Guide To Surviving Prison Is Getting Screwed By General Lily! [BL]
Chapter 51: Saturday Breakfast, The News, And A Very Big Mouth!
Oren lay on his bed and stared at the ceiling.
The room was quiet and the facility had settled into its late-night sounds and he had been lying here for forty minutes trying to sleep but he had been failing.
He kept replaying it.
It wasn’t the wall he’s been replaying. Not the hand in his hair.
The flashback came before he could stop it.
...
His watch had chimed at 3pm.
He had been halfway through buttoning his shirt when the message came through. It was very important since it came from the director’s office. Immediately, he finished buttoning, pulled the full uniform on, and walked there.
The director’s office was large and organised and full of the specific energy of a man who managed too many things at once and had developed a system for all of them. The director himself was behind the desk with three documents open and a phone pressed between his ear and his shoulder, writing something with his free hand.

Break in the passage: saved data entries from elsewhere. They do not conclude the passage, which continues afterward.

PR #143, opened 2017-04-10
Fix cash receipt for cancelled and discounted tickets.

vidya-ram:


boxoffice/templates/cash_receipt.html
```diff
@@ -212,7 +212,7 @@ <h1 class="header">Cash Receipt</h1>
       
       {% for line_item in line_items -%}
         <tr>
-          <td class="center" rowspan="2" valign="top">{{ line_item.line_item_seq }}</td>
+          <td class="center" rowspan="2" valign="top">{{ loop.index }}</td>
```
shreyas-satish: Why are we using `loop.index` instead of `line_item.line_item_seq`?

vidya-ram: We are using `loop.index` to indicate the row number of the table.
`line_item.line_item_seq` will not be in sequence incase we are cancelling bulk discounted tickets.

He held up one finger without looking at Oren.
Oren stood at attention and waited.
The call ended. The director finished writing. He looked up and his eyes moved across Oren with the brief assessment of someone confirming a tool was in the right place.
"How are you settling in?" the director said.
"Fine, sir," Oren said.
"Any problems with the facility?"
"None I can’t manage."
The director nodded and opened his desk drawer and took out a sealed envelope and placed it on the edge of the desk. "Deliver this to cell block C, prisoner 1147. Place it on the bed if the occupant isn’t there. Don’t open it. Don’t discuss it with anyone. Don’t ask questions about it."
Oren picked it up and placed it under his arm.
"The person in that room," the director said, already looking back at his documents, "is none of your concern. If they approach you, be professional and move on."
"Understood," Oren said.
He left.
He arrived at 1147 and found it empty. He placed the envelope on the bed and left and went back to his duties and thought nothing more about it for approximately six hours.
Until Seo had appeared in the corridor and confirmed that the envelope had been for him.
And that Seo was the director’s son.
And that the envelope contained a complete file on prisoner 2525, Ruaan Calder, youngest son of the Caldwell family, currently serving two years at Blackmere for framing one Mara Crowe for a traffic accident he had caused himself.
Oren had read the file in the ten seconds it had been open before Seo took it back. He had a good memory. The kind that kept things without being asked.
...
He came back to the present as he continued staring at the ceiling.
The Caldwell family. He knew that name. Everyone knew that name. The oldest money in the country, the kind that had stopped needing to prove itself three generations ago. And the youngest son was currently eating grey cafeteria food in a black uniform two corridors from where Oren was lying.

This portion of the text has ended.